Prime Minister’s message

Earlier in the day, Prime Minister Narendra Modi said that the Chandrayaan-3 mission will carry the hopes and dreams of the nation. He lauded the scientists hours before the launch.

Till Chandrayaan-1, the moon was believed to be a bone-dry, geologically inactive, and uninhabitable celestial body while it is now seen as a dynamic and geologically active body with the presence of water and sub-surface ice, he said on Twitter.

Maybe in the future, it can be potentially inhabited, the prime minister added.

Modi tweeted, “14th July 2023 will always be etched in golden letters as far as India’s space sector is concerned. Chandrayaan-3, our third lunar mission, will embark on its journey.”

Covering over 300,000 km, it will reach the moon in the coming weeks. Scientific payloads will study the moon’s surface and enhance our knowledge, he said.

“Thanks to our scientists, India has a very rich history in the space sector. Chandrayaan-1 is considered to be a path breaker among global lunar missions as it confirmed the presence of water molecules on the moon. It featured in over 200 scientific publications around the world,” Modi said.

Giving details of the history of India’s moon mission, the prime minister said Chandrayaan-2 was equally pathbreaking because data from the Orbiter associated with it detected the presence of chromium, manganese and sodium for the first time through remote sensing.

“This will also provide more insights into the moon’s magmatic evolution. The key scientific outcomes from Chandrayaan-2 include the first-ever global map for lunar sodium, enhancing knowledge on crater-size distribution, unambiguous detection of lunar surface water ice with IIRS instrument, and more. This mission has been featured in almost 50 publications,” he said.

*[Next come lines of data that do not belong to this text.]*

Issue #1055, opened 2020-04-23
Increase contrast in post header


humphd:
<img width="724" alt="Screen Shot 2020-04-23 at 2 03 36 PM" src="https://user-images.githubusercontent.com/427398/80133483-4858de80-856b-11ea-87e3-38cf4601beb7.png">

Caused by:

<img width="354" alt="Screen Shot 2020-04-23 at 2 04 21 PM" src="https://user-images.githubusercontent.com/427398/80133521-59095480-856b-11ea-9240-43b75d6a3701.png">

This needs to get fixed so it's more accessible.

agarcia-caicedo:
I played around with some colours, and I think its better to just use two colours for the post header. Otherwise the only colours we could use would be a blue, white, and black.

![image](https://user-images.githubusercontent.com/49992710/81254998-8853a300-8ffa-11ea-86d7-d25f95045079.png)

![image](https://user-images.githubusercontent.com/49992710/81254926-622e0300-8ffa-11ea-8be4-828259e3b74f.png)
This one keeps the dark to #002944, but changes the blue to #5995C9

![image](https://user-images.githubusercontent.com/49992710/81255116-da94c400-8ffa-11ea-8ab6-59dc7f5df06d.png)

![image](https://user-images.githubusercontent.com/49992710/81255144-eb453a00-8ffa-11ea-97ba-9c819b456503.png)
This one keeps the light colour to #A4D4FF, but changes the blue to #2A5A83

![image](https://user-images.githubusercontent.com/49992710/81255408-8dfdb880-8ffb-11ea-96ab-a8c61ad97508.png)

![image](https://user-images.githubusercontent.com/49992710/81255494-c43b3800-8ffb-11ea-9cde-6970e7de4217.png)
This one keeps the blue at #3670A5, but changes the light to #AFFDFC

The blue doesn't work well with any dark colour, so I can't present a variation

cindyledev:
Gives me dark mode vibes #77 ;)

humphd:
@strawberries73 is going to give this a try.

strawberries73:
@humphd  Do I need to stick with the "blue" theme?

humphd:
Yes, this isn't about changing colour, only contrast.  @agarcia-caicedo has already done colour theming in other PRs.

humphd:
Confirmed this was fix with light theme changes, closing.  Sorry Jenn, we'll find you another bug.

PR #1159, opened 2020-10-06
Fixes #1088: Add Icons for Admin to delete/flag a feed

### LINKED ISSUE #1088: Add icons for admins to flag and delete feeds from timeline
If an admin is reading the timeline, and notice something problematic, they should be able to flag (#1075) or delete the feed right there.  I suggest we add two new icons to the upper-right corner of the blue post header bar.  Here's a rough sketch of what I mean:

Screen Shot 2020-04-28 at 12 33 56 PM

c3ho:
## Issue This PR Addresses
Fixes #1088

## Type of Change

## Description
Not sure if wiring up the buttons is part of this PR, I had use inline styling for the icons as I was not able to change the icon size or colour through the classes way. The PR can be checked in Vercel Deployment (I think). Otherwise it will require a running local backend + `npm run build` and logging in with user1 // user1pass. `npm run develop` will not work for this.

EDIT: I'm going to split this up into two parts, one for the icons and the next one for functionality(wiring up buttons + displaying a confirmation/popup message)

When not logged in / user is not admin
image

When logged in / user is admin
image

## Checklist

### DIFF
--- a/src/frontend/src/components/AdminButtons/AdminButtons.jsx
+++ b/src/frontend/src/components/AdminButtons/AdminButtons.jsx
@@ -1,0 +1,40 @@
+import React, { useContext } from 'react';
+import { makeStyles } from '@material-ui/core/styles';
+import { IconButton } from '@material-ui/core';
+import FlagIcon from '@material-ui/icons/Flag';
+import DeleteIcon from '@material-ui/icons/Delete';
+import { UserStateContext } from '../../contexts/User/UserContext';
+
+const useStyles = makeStyles(() => ({
+  iconDiv: {
+    float: 'right',
+  },
+  iconSpan: {
+    paddingLeft: '10px',
+    paddingRight: '10px',
+  },
+}));
+
+function AdminButtons() {
+  const classes = useStyles();
+  const user = useContext(UserStateContext);
+
+  return (
+    user.isAdmin && (
+      <div className={classes.iconDiv}>
+        <span className={classes.iconSpan}>
+          <IconButton size="small">
+            <FlagIcon fontSize="large" />
+          </IconButton>
+        </span>
+        <span className={classes.iconSpan}>
+          <IconButton size="small">
+            <DeleteIcon fontSize="large" />
+          </IconButton>
+        </span>
+      </div>
+    )
+  );
+}
+
+export default AdminButtons;
--- a/src/frontend/src/components/Post/Post.jsx
+++ b/src/frontend/src/components/Post/Post.jsx
@@ -5,6 +5,7 @@ import useSWR from 'swr';
 import { makeStyles } from '@material-ui/core/styles';
 import { Box, Grid, Typography, ListSubheader } from '@material-ui/core';
 import './telescope-post-content.css';
+import AdminButtons from '../AdminButtons';
 
 const useStyles = makeStyles((theme) => ({
   root: {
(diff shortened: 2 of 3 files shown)


agarcia-caicedo:
Based on the material-ui docs, I think the only way to change size and colour for icons is in-line, so no worries. Some of @humphd's follow up comments in #1088  kinda suggest the wiring to be part of this pr, but if this is not the case, I think this is fine. 

I do have some ux nits:
- The target areas for the buttons seems a bit too close together, so some more spacing between them would be nice
- There is contrast issues with the buttons, but that's more a result from our theme. (See #1055 )

humphd:
Can we get some screenshots in this PR?

humphd:
Sorry, hit close by mistake.

humphd:
These colours (especially the red) don't really match our theme, do they?  The trashcan looks like it's disabled, the flag is way to dominant.  Can we improve this @agarcia-caicedo?

agarcia-caicedo:
@humphd I think we can change it to the same blue as the title while we find a way to fix our contrast issues in the theme

agarcia-caicedo (approved):

src/frontend/src/components/Post/Post.jsx
```diff
@@ -84,6 +93,18 @@ const Post = ({ id, html, author, url, title, date, link }) => {
   return (
     <Container className={classes.root}>
       <ListSubheader className={classes.header}>
+        <div className={classes.iconDiv}>
```
humphd, line 96: This extra UI should only show for an admin user, right?  We need that logic, too.

humphd (changes requested):

src/frontend/src/components/Post/Post.jsx
```diff
@@ -81,9 +92,27 @@ const Post = ({ id, html, author, url, title, date, link }) => {
...
+          </IconButton>
+        </span>
+      </div>
+    );
+  }
+
   return (
     <Container className={classes.root}>
       <ListSubheader className={classes.header}>
+        {user.isAdmin ? displayPostButtons() : null}
```
humphd, line 115: This should be done with a new component, and let it decide to render or not based on the `user` prop:

```jsx
<AdminButtons user={user} />
```

Then create a new component `admin-buttons.jsx` and refactor your function above into a function component:

```jsx
function AdminButtons({ user }) {
    if(!user.isAdmin) {
      return null;
    }

    return (
      <div className={classes.iconDiv}>
        <span className={classes.iconSpan}>
          <IconButton size="small">
            <FlagIcon fontSize="large" />
          </IconButton>
        </span>
        <span className={classes.iconSpan}>
          <IconButton size="small">
            <DeleteIcon fontSize="large" />
          </IconButton>
        </span>
      </div>
    );
}
```

humphd (changes requested):

src/frontend/src/components/Post/Post.jsx
c3ho: Got it, I opted to not pass user as a prop since we have the `UserStateContext` that can be used

src/frontend/src/components/AdminButtons/AdminButtons.jsx
```diff
@@ -0,0 +1,41 @@
...
+}));
+
+function AdminButtons() {
+  const classes = useStyles();
+  const user = useContext(UserStateContext);
+  if (!user.isAdmin) {
+    return null;
+  }
+
+  return (
```
manekenpix, line 25: you can use [short circuit evaluation](https://dev.to/superhackerman/short-circuit-evaluation-with-react-3dn4) here and remove the if statement above.
```jsx
return (
  {user.isAdmin && ...
```

c3ho:
Aside from the conflict issues, is this good to go?

humphd (approved):

manekenpix (approved):

cindyledev (approved):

Modi urged the citizens to know more about this mission and the strides India has made in space, science, and innovation. “It will make you all very proud,” he added.

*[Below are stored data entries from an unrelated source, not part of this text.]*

PR #76, opened 2016-01-05
Add byteflag utility class

starcalibre:
The new fast canvas based scatterplot I've been working on has involved the creation of a few new functions and classes, so I thought I'd merge these in iteratively to make the process a bit easier.

One big disadvantage to using the canvas to draw plots is you can't save state in the DOM -- the current scatterplot manages details such as which is the active sample, which is being filtered out, etc using CSS classes. You don't get this convenience with the canvas, so you need your own way to manage the state of each element being drawn.

JS supports C-style bit manipulation, so I've been managing the state of each sample using a byteflag. A ``Number`` is attached to every sample and is treated as a byteflag. e.g. samples with value ``0x01`` are the actively selected point, samples with ``0x02`` are neighbour points, etc. Whenever the plot drawing method is called, the current state of each sample can be read from the byteflag so the point can be drawn with the appropriate stylings. I thought this was the best way to go because it elegantly handles multiple states for each point while only using a single ``Number`` to do so.

Bit manipulation syntax is dog ugly and easy to make mistakes with so this PR ads a few methods to make bit manipulation easier. It also moves all the utility classes to a ``utils`` folder. Tests for great justice included too. :D


starcalibre:
@jni Just checking you got the notification for this one? :)

jni:
@starcalibre I did but been stupid busy with book and such... Will look later today... Maybe ping me again though... =)

app/static/js/utils/Byteflag.js
```diff
@@ -0,0 +1,38 @@
+'use strict';
+
+var Byteflag = {};
+
+/**
+ * add: Add bit to byteflag.
+ *
+ * @param flag {number} - Query byteflag.
+ * @param newBit {number} - New bit too add.
```
jni: too -> to

app/static/js/utils/Byteflag.js
```diff
@@ -0,0 +1,38 @@
+'use strict';
+
+var Byteflag = {};
+
+/**
+ * add: Add bit to byteflag.
```
jni: This description makes it seem like it's done in-place. Maybe something along the line, "Return new byteflag with newBit added to existing flag"

tests/Byteflag.spec.js
```diff
@@ -0,0 +1,46 @@
+'use strict';
```
jni: ?

tests/Byteflag.spec.js
```diff
@@ -0,0 +1,46 @@
...
+            expect(check).toBe(true);
+        });
+
+        it('should return true when query bit not present', function() {
+            var flag = (0x01 | 0x04);
+            var check = Byteflag.check(flag, 0x02);
+            expect(check).toBe(false);
+        });
+    });
+});
```
jni: Nice, elegant tests! =) The best code is when it feels like you're reading English. =)

jni:
@starcalibre some very minor comments. =)

tests/Byteflag.spec.js
starcalibre: It turns on JavaScript's [strict mode](https://developer.mozilla.org/en-US/docs/Web/JavaScript/Reference/Strict_mode) -- it changes the behaviour slightly to prevent oopsies like declaring global variables, and throws errors instead of failing silently with certain actions. It's good practice to always use it and I plan on adding it to the existing code at some point in the near future.

starcalibre:
@jni thanks, should be good to go now !

tests/Byteflag.spec.js
jni: I figured it would be something like this, but I resent the fact that it's a string literal. =)

PR #77, opened 2016-01-25
Add new version of Scatterplot

starcalibre:
Okay, here it is.. finally.. the new Canvas based scatterplot with panning, zooming, and scalability to large datasets.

Also read: India’s 1st privately developed rocket lifts off from Sriharikota

Timeline of Chandrayaan missions

August 15, 2003: Then Prime Minister, the late Atal Bihari Vajpayee announces the Chandrayaan programme.

October 22, 2008: Chandrayaan-1 takes off from the Satish Dhawan Space Centre at Sriharikota.

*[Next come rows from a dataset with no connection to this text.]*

Issue #39, opened 2015-03-12
Overlay screen single-z-score result onto the neighbour plot


jni:
Every screen we get has a z-score result, or a list of hits. It would be great to be able to see these on the neighbour plot / dimension-reduced scatterplot.

starcalibre:
It seems like there's a few different values that could be overlayed onto the scatterplot.. z-score/hits, viability, a PCA value, etc. I suggest adding a radio button menu that will change the colouring of the points according to the chosen option. The radio buttons could be generated according to what data is available for the screen.

jni:
I think at this point I want to simplify before we go wild on the options. So, let's assume z-score initially, and add other options as users request them.

jni:
Use a colormap to display the value. Matplotlib's new [viridis colormap](http://bids.github.io/colormap/) has been implemented in D3 (see links in above page). I suggest we use that. (A light-gray background might be needed for that, though.)

starcalibre:
Here's a a few [examples](http://bl.ocks.org/starcalibre/6cccfa843ed254aa0a0d) of some colour scales -- I think viridis looks good, even without a light gray background.

Here's how I think I should add this..

Add a new field to the ``Sample`` document, call it ``available_overlays``. In this field store an array an strings of which information is available for the screen. Some screens have nothing, while other's like Keefe's are multi-parametric so there's a few different scores to overlay. The contents of this array are used to generate the drop-down menu to change which number is used to generate the colour scale. If there's no additional information for the overlays, the dropdown menu will be empty or won't render at all.

Each sample then has the scores saved in an object, ``overlays``. So let's say I have two scores.. ``z_score`` and ``viability``. The ``Screen`` document will contain two strings ``z_score`` and ``viability``. The ``Sample`` document field object will be ``{ z_score: -1.45, viability: 2.3 }``.

jni:
Hey,

I love both viridis and PuOr! I think it does depend on the application whether one prefers a diverging or a single colorscale, so make it at least configurable at start-up time.

Your implementation idea sounds reasonable. Do you think it would be worthwhile to add a column-wise version of the storage for these attributes? It might affect performance quite dramatically.

starcalibre:
It could even be configurable during run time, as per the example I just posted! :)

As long as the order of the ``Sample`` documents in the array delivered from Mongo is guaranteed to match the order of column-wise storage, that can be done. I'm not sure what the performance benefit would be, if any.

starcalibre:
[...]

PR #78, opened 2016-02-16
Add point colour overlays for displaying z-scores (or other info)

starcalibre:
This PR adds the functionality to the UI to display z-scores (or other numeric information such as cell viability).

* On the database side of things, I've used the approach I described in #39 . An ``available_overlays`` array is populated in the ``Screen`` document that describes which overlays are available for the screen. If there's overlays available, the Flask template renders the dropdown menu. No menu is rendered if no screen overlay info is available so the UI just behaves as it did before. :)
* I was going to add support for Date/Time information, but all the images for Keefe's screen were either all done on the same date or the same date just got added to each plate. I think it'll be worthwhile to have this once we have a screen where date information is available though.
* I added two functions for calculating percentiles but didn't end up using them in the end. They're elegant af and could end up being useful. Don't mind removing them if you're not keen on unused code though!
* The upper and lower limits for the score colour scale is defined as config variable that forces the range [-4, 4]. Any values above or below that will be clamped to the min/max respectively. I wasn't quite sure how to handle this. I was going to use the 5th and 95th percentiles to calculate the upper and lower limits but it made the diverging scales look like ass because 0 wouldn't map to the "middle" neutral colour. Do you have any suggestions?
* Colour scales supported are magma, inferno, viridis and plasma from the new matplotlib scales.

### DIFF
--- a/README.md
+++ b/README.md
@@ -9,7 +9,9 @@ Prerequisites
 * NPM package manager
 * Bower package manager
 * MongoDB version > 2.6
-* A modern browser, at least IE10+ or equivalent.
+* A modern browser. The interface is tested as working on 
+    latest Chrome, Firefox, Edge and IE11. Due to the heavy use of the HTML5Canvas API,
+    performance is best on Chrome.
 
 Install Instructions (Development)
 ----------------------------------
@@ -71,9 +73,14 @@ following format:
 var Screen = {
     _id: String, // A short ID for the screen.
     screen_desc: String, // A description of the screen.
-    number_samples: Number // The number of
-    screen_features: Array // An array of strings labelling each feature used in
+    number_samples: Number, // The number of
+    screen_features: Array, // An array of strings labelling each feature used in
                            // the screen.
+    available_overlays: Array // An optional field. An array of additional overlay
+                              // information available for samples in this screen.
+                              // e.g. if samples have ``screen_run`` and ``z_score``
+                              // overlay information, this array should be 
+                              // ["screen_run", "z_score"]
 }
 ```
 
@@ -89,7 +96,7 @@ var Sample = {
                             // applied to the sample.
         feature_vector: Array,  // An array of Numbers, the vector of
                                 // unstandardised features
-        featute_vector_std: Array  // An array of Numbers, the vector of standardised
+        feature_vector_std: Array  // An array of Numbers, the vector of standardised
                                    // features.
         neighbours: Array  // An array of sample_id strings, the 25 nearest
                            // neighbours of the sample.
@@ -101,10 +108,11 @@ var Sample = {
             pca: Array // the co-ordinates for the sample's point after PCA dimension reduction
             tsne: Array // the co-ordinates for the sample's point after TSNE dimension reduction
         },
-        image: ObjectID, // image_id  The ID of the samples image document
-                         // (see below).
-        cluster_member: Array // Array of integers showing cluster memberships
-                              // for clustering scheme k=2..20
+        overlays: Object // An object of the additional screen overlay information
+                         // for this sample. This information is optional. If no 
+                         // overlay information is available, the corresponding
+                         // sample document should no, or an empty, ``available_overlays``
+                         // field. Currently supports numeric and Date data.
     }
 ```
 
--- a/app/static/config/plots.js
+++ b/app/static/config/plots.js
@@ -69,7 +69,20 @@ module.exports = {
                 radius: 5
             }
         },
-        scaleExtent: [1, 10]
+        // the minimum/maxium scale factor allowed when zooming into the scatterplot
+        zoomExtent: [1, 12],
+        // the colourscale to use when plotting overlays to the neighbourplot
+        // should be one of the new matplot scales: inferno, magma, plasma or viridis
+        // see: https://bids.github.io/colormap/
+        colourScale: 'viridis',
+        // the minimum and maximum z scores to display on the colourmap
+        // outside the range will be clamped
+        colourScaleExtent: [-4, 4]
+    },
+    neighbourPlotLegend: {
+        width: 230,
+        height: 50,
+        margin: {top: 5, bottom: 20, left: 5, right: 5}
     },
     featureVectorlinePlot: {
         // create space between the x and y axis. this value is a pct of the
--- a/app/static/config/plots.js
+++ b/app/static/config/plots.js
@@ -77,7 +77,7 @@ module.exports = {
         colourScale: 'viridis',
         // the minimum and maximum z scores to display on the colourmap
         // outside the range will be clamped
-        colourScaleExtent: [-4, 4]
+        colourScaleExtent: [-3, 3]
     },
     neighbourPlotLegend: {
         width: 230,
--- a/app/static/js/NeighbourPlotCanvas.js
+++ b/app/static/js/NeighbourPlotCanvas.js
@@ -1,6 +1,37 @@
 var _ = require('lodash');
 var d3 = require('d3');
+
 var config = require('../config/plots').neighbourPlot;
+
+// browserify can't load modules dynamically due to the way it statically
+// analyses paths when creating the output bundle. in other words, no variables
+// or concatenated strings can be used in required paths.
+// this switch is inelegant and should be replaced with something nicer
+// maybe this could be configured server-side maybe when matplotlib 1.5 is
+// released and these colour scales become available??
+// TODO replace this whole godfawful switch
+var colourMap;
+switch(config.colourScale) {
+    case 'inferno':
+        colourMap = require('scale-color-perceptual/hex/inferno');
+        break;
+    case 'magma':
+        colourMap = require('scale-color-perceptual/hex/magma');
+        break;
+    case 'plasma':
+        colourMap = require('scale-color-perceptual/hex/plasma');
+        break;
+    case 'viridis':
+        colourMap = require('scale-color-perceptual/hex/viridis');
+        break;
+    default:
+        colourMap = require('scale-color-perceptual/hex/viridis');
+        break;
+}
+
+var Utils = require('./utils/Utils.js');
+var legendConfig = require('../config/plots').neighbourPlotLegend;
+var PlotLegend = require('./PlotLegend.js');
 var PointsDrawer = require('./PointsDrawer.js');
 var SampleManager = require('./SampleManager.js');
 var status = require('./enums/sampleStatus.js');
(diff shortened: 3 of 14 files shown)


jni:
@starcalibre can you add some screenshots to this PR?

btw, you mention diverging colorscales but all your supported scales are linear...

Regarding how to deal with the problem of mapping diverging scales so that 0 is in the centre, just map it from [-max(abs(percentile5, percentile95)), +max(abs(percentile5, percentile95))]. =)

starcalibre:
@jni I was using a few diverging scales but ended up using the sequential matplotlib scales in the end due to the problem I was having with the diverging scales (also good to have them because they're really nice). I'll try your suggestion and see how that goes!

I'll add screenshots and a video shortly!

starcalibre:
screenshot from 2016-02-16 16 32 32

starcalibre:
@jni  https://www.dropbox.com/s/v1dmerjrbnai160/out.ogv?dl=0 - video link. it looks awful and overly compressed when I stream it from dropbox, so you might need to download it if you have that problem

README.md
```diff
@@ -9,7 +9,9 @@ Prerequisites
 * NPM package manager
 * Bower package manager
 * MongoDB version > 2.6
-* A modern browser, at least IE10+ or equivalent.
```
jni: Yeah wtf, how did this get past review? =P

app/static/config/plots.js
```diff
@@ -69,7 +69,20 @@ module.exports = {
...
-        scaleExtent: [1, 10]
+        // the minimum/maxium scale factor allowed when zooming into the scatterplot
+        zoomExtent: [1, 12],
+        // the colourscale to use when plotting overlays to the neighbourplot
+        // should be one of the new matplot scales: inferno, magma, plasma or viridis
+        // see: https://bids.github.io/colormap/
+        colourScale: 'viridis',
+        // the minimum and maximum z scores to display on the colourmap
+        // outside the range will be clamped
+        colourScaleExtent: [-4, 4]
```
jni: I would say make this -3, 3. Anything more doesn't make sense.

app/static/js/NeighbourPlotCanvas.js
```diff
@@ -1,6 +1,37 @@
...
 var d3 = require('d3');
+
 var config = require('../config/plots').neighbourPlot;
+
+// browserify can't load modules dynamically due to the way it statically
+// analyses paths when creating the output bundle. in other words, no variables
+// or concatenated strings can be used in required paths.
+// this switch is inelegant and should be replaced with something nicer
+// maybe this could be configured server-side maybe when matplotlib 1.5 is
+// released and these colour scales become available??
```
jni: Huh? mpl 1.5 is available both in PyPI and conda. But how does this help in js? At any rate I don't find the switch statement *that* offensive!

app/static/js/NeighbourPlotCanvas.js
```diff
@@ -111,6 +146,30 @@ NeighbourPlotCanvas.prototype.setScale = function() {
...
+        colourScale = null;
+    }
+    else {
+        colourScale = d3.scale.linear()
+            .domain(Utils.linspace(scaleMin, scaleMax, colourMap.length))
+            .range(colourMap)
+            .clamp(true);
+    }
+
+    // new new colourscale to pointsdrawer
```
jni: new new

app/static/js/NeighbourPlotCanvas.js
```diff
@@ -257,6 +316,15 @@ NeighbourPlotCanvas.prototype._createCanvasSVGSelectors = function() {
         // mouse events
         .style('z-index', 3)
         .style('position', 'absolute');
+
+    // SVG for drawing legend
+    this.legendSvg = parentDiv.append('svg')
+        .attr('width', legendConfig.width)
+        .attr('height', legendConfig.height)
+        .style('transform', 'translate(' + (this.margin.left + 1 + this.width
+            - legendConfig.width - 5) + 'px' + ',' + (this.margin.top + 5) + 'px)')
```
jni: This is messy... What's happening and can it be cleaned up?

app/static/js/NeighbourPlotCanvas.js
```diff
@@ -274,7 +342,7 @@ NeighbourPlotCanvas.prototype._createNavigateBehaviour = function() {
     return d3.behavior.zoom()
         .x(this.xScale)
         .y(this.yScale)
-        .scaleExtent(config.scaleExtent)
+        .scaleExtent(config.zoomExtent)
```
jni: Is this an error from a previous PR? If so, is it feasible to write a test that catches it?

starcalibre: No, I renamed it from scaleExtent to zoomExtent in the config. Less
ambiguity!

app/static/js/PlotLegend.js
```diff
@@ -0,0 +1,122 @@
...
+/**
+ * setColourScale: Draw the legend for the given colour scale.
+ *
+ * @param scale {Function} - Instance of a d3.scale.linear() where the range
+ *     is an array of colours. (i.e a colour scale).
+ */
+PlotLegend.prototype.setColourScale = function(scale) {
+    this.svg.selectAll('*').remove();
+
+
```
jni: Two blank lines seems excessive here?

app/static/js/NeighbourPlotCanvas.js
jni: Ah. Whew! =)

app/static/js/NeighbourPlotCanvas.js
starcalibre: My idea was to generate the scale (which is just an array of RGB strings)
using matplotlib or Palettable or something on the sever and send that
along with the template, rather than loading up a whole bunch of them in
JS. I'm probably over thinking it though..

app/static/js/PointsDrawer.js
```diff
@@ -13,6 +14,17 @@ function PointsDrawer(canvas) {
     this.width = canvas.node().width;
     this.height = canvas.node().height;
     this.context = canvas.node().getContext('2d');
+
+    this.overlay = 'None';
+
+    // default colourscale
+    // this colourscale is used when no overlay is active
+    this.defaultColourScale = d3.scale.linear()
+        .domain([-3, 3])
```
jni: -3, 3?

app/static/js/PointsDrawer.js
```diff
@@ -75,11 +87,21 @@ PointsDrawer.prototype.redraw = function (data, indices) {
     }
 
     if(neighbours.length > 0) {
-        this._drawPoints(data, neighbours, config.pointStyle.neighbours);
+        this._drawPoints(data, neighbours, config.pointStyle.neighbours, true);
     }
 
     if(!_.isNull(active) && !_.isUndefined(active)) {
-        this._drawPoints(data, [active], config.pointStyle.active);
+        this._drawPoints(data, [active], config.pointStyle.active, true);
```
jni: What is `true` here and can you add a comment to clarify?

app/static/config/plots.js
starcalibre: Yeah that makes sense.. but I'll try and implement your +/- abs(max(5th
percentile, 95th percentile)) idea first?

app/static/js/NeighbourPlotCanvas.js
jni: I think you are. Does D3 do linear interpolation between these automatically?

app/static/js/utils/Utils.js
```diff
@@ -88,4 +88,67 @@ Utils.euclideanDistance = function(x1, y1, x2, y2) {
...
+ * @param end {number} - The last value.
+ * @param n - {number}
+ * @returns {Array} - The linearly spaced array.
+ */
+Utils.linspace = function(start, end, n) {
+    var out = [];
+    var delta = (end - start) / (n - 1);
+
+    var i = 0;
+    while(i < (n - 1)) {
```
jni: Doesn't js have a for-loop??

app/static/js/utils/Utils.js
```diff
@@ -88,4 +88,67 @@ Utils.euclideanDistance = function(x1, y1, x2, y2) {
...
+ * Given an array of numbers, find the given percentiles. E.g
+ * getPercentiles(queryArray, [0.25, 0.5, 0.75]) will find the 25th,
+ * median and 75th percentile values.
+ *
+ * @param data - {Array} - The query Array. Does not need to be sorted.
+ * @param percentiles {Array} - An array of percentile values to find.
+ * @returns {Array} - The array of percentile values.
+ */
+Utils.getPercentiles = function(data, percentiles) {
+    var sorted = data.sort(function(a, b) { return a - b });
```
jni: Does sort really not have a default comparison for numbers???

jni:
Pretty good! Only minor comments. =)

app/static/config/plots.js
jni: oh, sure. =) that'll actually translate to something closer to [-1.9, 1.9] =)

app/static/js/utils/Utils.js
starcalibre: it does, but the default casts everything to a string during the
comparison. So [1, 20, 2, 10] will be sorted to [1, 10, 2, 20] instead of
[1, 2, 10, 20].

app/static/js/NeighbourPlotCanvas.js
starcalibre: Yeah, the d3 linear scale always interpolates.

app/static/js/PointsDrawer.js
starcalibre: Ahh that call to domain doesn't need to be there actually! The scale will map to the default colour whatever you feed into it..

app/static/js/utils/Utils.js
jni: WAT

starcalibre:
@jni Take 2!

I've decided to set the z-score range to ``[-3, 3]``. The percentiles idea was great in theory, but it kept slightly changing the axis on the legend time each time z-score used for the overlay was changed!! Really confusing. I think percentiles might be useful for other types of numbers (such as cell viability) so I'll keep the percentile functions in even if I'm not using them yet.

jni:
@starcalibre I added some very minor comments — third time's the charm! =D

starcalibre:
@jni should be good to go now:)

jni:
@starcalibre and so it is. =D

November 8, 2008: Chandrayaan-1 enters a lunar transfer trajectory.

November 14, 2008: The moon impact probe ejects from Chandrayaan-1 and crashes near the lunar South Pole — confirming the presence of water molecules on the moon’s surface.

August 28, 2009: End of Chandrayaan-1 programme as per ISRO.

July 22, 2019: Chandrayaan-2 launched from Satish Dhawan Space Centre, Sriharikota.

August 20, 2019: Chandrayaan-2 spacecraft inserted into lunar orbit.

September 2, 2019: Vikram Lander was separated while orbiting the moon. However, communication from the lander to the ground stations was lost at an altitude of 2.1 km from the surface of the moon.

July 14, 2023: Chandrayaan-3 spacecraft lifted off from the second launchpad at the Satish Dhawan Space Centre, Sriharikota.

August 23/24, 2023: Scientists at ISRO have tentatively scheduled a soft landing on the lunar surface.

Also read: LVM-3 successfully injects 36 satellites into intended orbits

The Tamil connect

What is so uniquely common about the Chandrayaan series that started with the maiden lunar mission back in 2008? A Tamil connect.

After Tamil Nadu-born Mayilsamy Annadurai and M Vanitha helmed Chandrayaan-1 and 2, Villupuram native P Veeramuthuvel is overseeing the third mission.

The ISRO, under the chairmanship of a soft-spoken S Somanath, aims to enter an elite league of nations that have mastered the art of soft landing on the lunar surface, with a similar attempt made in 2008 not fetching the desired results.

Veeramuthuvel is currently the project director of the Chandrayaan-3 mission. Hailing from Tamil Nadu’s Villupuram district, Ph.D. holder Veeramuthuvel is an alumnus of the prestigious Indian Institute of Technology, Madras.

He succeeds Vanitha who was the project director of the Chandrayaan-2 mission under the leadership of then ISRO Chief K Sivan.

Vanitha also became the first woman project director in the history of ISRO.

Annadurai has been hailed as the “Moon Man of India” after he helmed the maiden Chandrayaan mission in 2008.

Interestingly, former President, the late Dr APJ Abdul Kalam, who led India’s rocket programme, hailed from Tamil Nadu’s Rameswaram.